┌─ Material for this exercise
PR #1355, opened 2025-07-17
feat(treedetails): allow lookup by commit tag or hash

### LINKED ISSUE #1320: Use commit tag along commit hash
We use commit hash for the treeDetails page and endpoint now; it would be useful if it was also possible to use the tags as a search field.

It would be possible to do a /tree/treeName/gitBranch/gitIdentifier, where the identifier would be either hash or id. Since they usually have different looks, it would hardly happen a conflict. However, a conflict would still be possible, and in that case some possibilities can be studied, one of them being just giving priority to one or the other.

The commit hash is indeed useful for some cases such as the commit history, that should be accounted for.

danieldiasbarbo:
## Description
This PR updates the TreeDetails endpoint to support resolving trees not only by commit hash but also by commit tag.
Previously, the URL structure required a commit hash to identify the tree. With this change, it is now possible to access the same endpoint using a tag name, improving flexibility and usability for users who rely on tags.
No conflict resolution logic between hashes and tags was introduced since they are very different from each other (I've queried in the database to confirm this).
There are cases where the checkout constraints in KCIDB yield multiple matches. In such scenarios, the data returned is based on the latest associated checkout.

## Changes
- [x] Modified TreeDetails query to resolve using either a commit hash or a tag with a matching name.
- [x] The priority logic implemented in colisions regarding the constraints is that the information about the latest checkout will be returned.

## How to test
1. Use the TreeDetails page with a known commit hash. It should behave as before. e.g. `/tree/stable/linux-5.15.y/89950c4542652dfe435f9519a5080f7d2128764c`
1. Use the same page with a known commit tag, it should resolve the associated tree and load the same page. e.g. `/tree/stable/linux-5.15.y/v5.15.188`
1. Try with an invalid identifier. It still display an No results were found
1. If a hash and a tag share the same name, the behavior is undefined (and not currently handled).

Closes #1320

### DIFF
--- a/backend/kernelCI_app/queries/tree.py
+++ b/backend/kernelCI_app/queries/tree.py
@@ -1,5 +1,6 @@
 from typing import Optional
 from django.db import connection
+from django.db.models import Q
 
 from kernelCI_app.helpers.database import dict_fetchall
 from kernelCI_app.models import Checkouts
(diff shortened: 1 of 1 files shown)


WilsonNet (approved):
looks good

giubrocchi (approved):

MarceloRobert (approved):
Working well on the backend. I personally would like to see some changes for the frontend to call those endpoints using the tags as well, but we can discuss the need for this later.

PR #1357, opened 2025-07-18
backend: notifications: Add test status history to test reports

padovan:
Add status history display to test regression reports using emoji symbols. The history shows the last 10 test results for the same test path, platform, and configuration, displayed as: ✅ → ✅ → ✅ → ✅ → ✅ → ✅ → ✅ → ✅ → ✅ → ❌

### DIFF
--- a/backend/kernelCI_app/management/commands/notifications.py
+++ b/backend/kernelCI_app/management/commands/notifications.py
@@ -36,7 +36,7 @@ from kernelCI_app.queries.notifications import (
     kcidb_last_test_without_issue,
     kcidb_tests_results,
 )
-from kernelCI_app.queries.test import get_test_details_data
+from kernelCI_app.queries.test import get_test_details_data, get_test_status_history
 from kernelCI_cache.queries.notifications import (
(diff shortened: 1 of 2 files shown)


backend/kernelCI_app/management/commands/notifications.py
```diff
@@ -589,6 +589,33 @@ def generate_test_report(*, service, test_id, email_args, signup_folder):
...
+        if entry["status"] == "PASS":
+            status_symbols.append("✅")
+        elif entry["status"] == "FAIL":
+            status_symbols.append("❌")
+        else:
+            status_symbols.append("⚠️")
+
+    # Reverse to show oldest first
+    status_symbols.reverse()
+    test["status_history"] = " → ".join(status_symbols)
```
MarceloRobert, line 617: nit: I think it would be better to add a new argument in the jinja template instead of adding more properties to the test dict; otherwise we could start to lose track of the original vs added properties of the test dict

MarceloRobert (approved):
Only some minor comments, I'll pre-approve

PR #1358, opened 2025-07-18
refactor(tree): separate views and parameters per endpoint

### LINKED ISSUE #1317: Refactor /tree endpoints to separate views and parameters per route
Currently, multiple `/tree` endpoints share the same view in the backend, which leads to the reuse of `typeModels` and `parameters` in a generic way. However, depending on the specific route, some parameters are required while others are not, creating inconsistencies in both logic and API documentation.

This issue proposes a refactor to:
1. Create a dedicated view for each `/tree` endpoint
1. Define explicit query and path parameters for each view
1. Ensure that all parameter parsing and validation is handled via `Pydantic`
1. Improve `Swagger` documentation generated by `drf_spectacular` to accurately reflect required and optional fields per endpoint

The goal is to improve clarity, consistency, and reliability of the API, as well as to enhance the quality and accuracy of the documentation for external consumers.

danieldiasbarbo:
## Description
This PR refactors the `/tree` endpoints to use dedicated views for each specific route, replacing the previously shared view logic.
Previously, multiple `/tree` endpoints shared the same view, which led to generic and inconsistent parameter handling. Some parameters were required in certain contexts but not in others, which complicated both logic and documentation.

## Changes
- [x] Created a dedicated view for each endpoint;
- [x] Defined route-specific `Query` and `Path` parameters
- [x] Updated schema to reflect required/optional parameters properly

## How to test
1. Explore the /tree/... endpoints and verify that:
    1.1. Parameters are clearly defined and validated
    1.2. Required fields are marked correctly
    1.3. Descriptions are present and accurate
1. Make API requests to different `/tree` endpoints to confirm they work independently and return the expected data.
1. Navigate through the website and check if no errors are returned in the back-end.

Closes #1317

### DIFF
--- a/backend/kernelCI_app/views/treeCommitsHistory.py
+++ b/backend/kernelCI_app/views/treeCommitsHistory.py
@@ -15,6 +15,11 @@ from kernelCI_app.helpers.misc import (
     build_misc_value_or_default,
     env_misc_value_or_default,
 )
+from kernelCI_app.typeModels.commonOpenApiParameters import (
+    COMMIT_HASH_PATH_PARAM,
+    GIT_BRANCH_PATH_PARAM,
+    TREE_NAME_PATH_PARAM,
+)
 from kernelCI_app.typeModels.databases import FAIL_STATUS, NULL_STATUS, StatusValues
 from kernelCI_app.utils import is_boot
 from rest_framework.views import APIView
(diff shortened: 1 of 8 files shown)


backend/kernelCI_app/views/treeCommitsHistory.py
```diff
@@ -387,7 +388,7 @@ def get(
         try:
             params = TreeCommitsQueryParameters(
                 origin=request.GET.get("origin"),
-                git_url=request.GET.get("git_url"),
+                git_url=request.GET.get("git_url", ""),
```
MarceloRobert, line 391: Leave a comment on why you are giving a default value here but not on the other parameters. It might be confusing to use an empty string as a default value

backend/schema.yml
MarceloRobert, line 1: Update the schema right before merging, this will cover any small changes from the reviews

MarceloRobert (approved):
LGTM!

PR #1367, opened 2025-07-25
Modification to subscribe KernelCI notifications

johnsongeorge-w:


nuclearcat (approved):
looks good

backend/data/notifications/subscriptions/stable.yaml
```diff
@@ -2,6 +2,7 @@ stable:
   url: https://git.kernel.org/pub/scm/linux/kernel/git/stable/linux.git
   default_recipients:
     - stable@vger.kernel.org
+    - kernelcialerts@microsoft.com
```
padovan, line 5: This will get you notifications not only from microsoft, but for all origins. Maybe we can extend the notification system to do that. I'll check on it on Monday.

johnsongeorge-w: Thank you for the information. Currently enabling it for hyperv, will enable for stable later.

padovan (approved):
└─
What you have to do: Each of the records is to be written out again without alteration.

Task solution:
PR #1355, opened 2025-07-17
feat(treedetails): allow lookup by commit tag or hash

### LINKED ISSUE #1320: Use commit tag along commit hash
We use commit hash for the treeDetails page and endpoint now; it would be useful if it was also possible to use the tags as a search field.

It would be possible to do a /tree/treeName/gitBranch/gitIdentifier, where the identifier would be either hash or id. Since they usually have different looks, it would hardly happen a conflict. However, a conflict would still be possible, and in that case some possibilities can be studied, one of them being just giving priority to one or the other.

The commit hash is indeed useful for some cases such as the commit history, that should be accounted for.

danieldiasbarbo:
## Description
This PR updates the TreeDetails endpoint to support resolving trees not only by commit hash but also by commit tag.
Previously, the URL structure required a commit hash to identify the tree. With this change, it is now possible to access the same endpoint using a tag name, improving flexibility and usability for users who rely on tags.
No conflict resolution logic between hashes and tags was introduced since they are very different from each other (I've queried in the database to confirm this).
There are cases where the checkout constraints in KCIDB yield multiple matches. In such scenarios, the data returned is based on the latest associated checkout.

## Changes
- [x] Modified TreeDetails query to resolve using either a commit hash or a tag with a matching name.
- [x] The priority logic implemented in colisions regarding the constraints is that the information about the latest checkout will be returned.

## How to test
1. Use the TreeDetails page with a known commit hash. It should behave as before. e.g. `/tree/stable/linux-5.15.y/89950c4542652dfe435f9519a5080f7d2128764c`
1. Use the same page with a known commit tag, it should resolve the associated tree and load the same page. e.g. `/tree/stable/linux-5.15.y/v5.15.188`
1. Try with an invalid identifier. It still display an No results were found
1. If a hash and a tag share the same name, the behavior is undefined (and not currently handled).

Closes #1320

### DIFF
--- a/backend/kernelCI_app/queries/tree.py
+++ b/backend/kernelCI_app/queries/tree.py
@@ -1,5 +1,6 @@
 from typing import Optional
 from django.db import connection
+from django.db.models import Q
 
 from kernelCI_app.helpers.database import dict_fetchall
 from kernelCI_app.models import Checkouts
(diff shortened: 1 of 1 files shown)


WilsonNet (approved):
looks good

giubrocchi (approved):

MarceloRobert (approved):
Working well on the backend. I personally would like to see some changes for the frontend to call those endpoints using the tags as well, but we can discuss the need for this later.

PR #1357, opened 2025-07-18
backend: notifications: Add test status history to test reports

padovan:
Add status history display to test regression reports using emoji symbols. The history shows the last 10 test results for the same test path, platform, and configuration, displayed as: ✅ → ✅ → ✅ → ✅ → ✅ → ✅ → ✅ → ✅ → ✅ → ❌

### DIFF
--- a/backend/kernelCI_app/management/commands/notifications.py
+++ b/backend/kernelCI_app/management/commands/notifications.py
@@ -36,7 +36,7 @@ from kernelCI_app.queries.notifications import (
     kcidb_last_test_without_issue,
     kcidb_tests_results,
 )
-from kernelCI_app.queries.test import get_test_details_data
+from kernelCI_app.queries.test import get_test_details_data, get_test_status_history
 from kernelCI_cache.queries.notifications import (
(diff shortened: 1 of 2 files shown)


backend/kernelCI_app/management/commands/notifications.py
```diff
@@ -589,6 +589,33 @@ def generate_test_report(*, service, test_id, email_args, signup_folder):
...
+        if entry["status"] == "PASS":
+            status_symbols.append("✅")
+        elif entry["status"] == "FAIL":
+            status_symbols.append("❌")
+        else:
+            status_symbols.append("⚠️")
+
+    # Reverse to show oldest first
+    status_symbols.reverse()
+    test["status_history"] = " → ".join(status_symbols)
```
MarceloRobert, line 617: nit: I think it would be better to add a new argument in the jinja template instead of adding more properties to the test dict; otherwise we could start to lose track of the original vs added properties of the test dict

MarceloRobert (approved):
Only some minor comments, I'll pre-approve

PR #1358, opened 2025-07-18
refactor(tree): separate views and parameters per endpoint

### LINKED ISSUE #1317: Refactor /tree endpoints to separate views and parameters per route
Currently, multiple `/tree` endpoints share the same view in the backend, which leads to the reuse of `typeModels` and `parameters` in a generic way. However, depending on the specific route, some parameters are required while others are not, creating inconsistencies in both logic and API documentation.

This issue proposes a refactor to:
1. Create a dedicated view for each `/tree` endpoint
1. Define explicit query and path parameters for each view
1. Ensure that all parameter parsing and validation is handled via `Pydantic`
1. Improve `Swagger` documentation generated by `drf_spectacular` to accurately reflect required and optional fields per endpoint

The goal is to improve clarity, consistency, and reliability of the API, as well as to enhance the quality and accuracy of the documentation for external consumers.

danieldiasbarbo:
## Description
This PR refactors the `/tree` endpoints to use dedicated views for each specific route, replacing the previously shared view logic.
Previously, multiple `/tree` endpoints shared the same view, which led to generic and inconsistent parameter handling. Some parameters were required in certain contexts but not in others, which complicated both logic and documentation.

## Changes
- [x] Created a dedicated view for each endpoint;
- [x] Defined route-specific `Query` and `Path` parameters
- [x] Updated schema to reflect required/optional parameters properly

## How to test
1. Explore the /tree/... endpoints and verify that:
    1.1. Parameters are clearly defined and validated
    1.2. Required fields are marked correctly
    1.3. Descriptions are present and accurate
1. Make API requests to different `/tree` endpoints to confirm they work independently and return the expected data.
1. Navigate through the website and check if no errors are returned in the back-end.

Closes #1317

### DIFF
--- a/backend/kernelCI_app/views/treeCommitsHistory.py
+++ b/backend/kernelCI_app/views/treeCommitsHistory.py
@@ -15,6 +15,11 @@ from kernelCI_app.helpers.misc import (
     build_misc_value_or_default,
     env_misc_value_or_default,
 )
+from kernelCI_app.typeModels.commonOpenApiParameters import (
+    COMMIT_HASH_PATH_PARAM,
+    GIT_BRANCH_PATH_PARAM,
+    TREE_NAME_PATH_PARAM,
+)
 from kernelCI_app.typeModels.databases import FAIL_STATUS, NULL_STATUS, StatusValues
 from kernelCI_app.utils import is_boot
 from rest_framework.views import APIView
(diff shortened: 1 of 8 files shown)


backend/kernelCI_app/views/treeCommitsHistory.py
```diff
@@ -387,7 +388,7 @@ def get(
         try:
             params = TreeCommitsQueryParameters(
                 origin=request.GET.get("origin"),
-                git_url=request.GET.get("git_url"),
+                git_url=request.GET.get("git_url", ""),
```
MarceloRobert, line 391: Leave a comment on why you are giving a default value here but not on the other parameters. It might be confusing to use an empty string as a default value

backend/schema.yml
MarceloRobert, line 1: Update the schema right before merging, this will cover any small changes from the reviews

MarceloRobert (approved):
LGTM!

PR #1367, opened 2025-07-25
Modification to subscribe KernelCI notifications

johnsongeorge-w:


nuclearcat (approved):
looks good

backend/data/notifications/subscriptions/stable.yaml
```diff
@@ -2,6 +2,7 @@ stable:
   url: https://git.kernel.org/pub/scm/linux/kernel/git/stable/linux.git
   default_recipients:
     - stable@vger.kernel.org
+    - kernelcialerts@microsoft.com
```
padovan, line 5: This will get you notifications not only from microsoft, but for all origins. Maybe we can extend the notification system to do that. I'll check on it on Monday.

johnsongeorge-w: Thank you for the information. Currently enabling it for hyperv, will enable for stable later.

padovan (approved):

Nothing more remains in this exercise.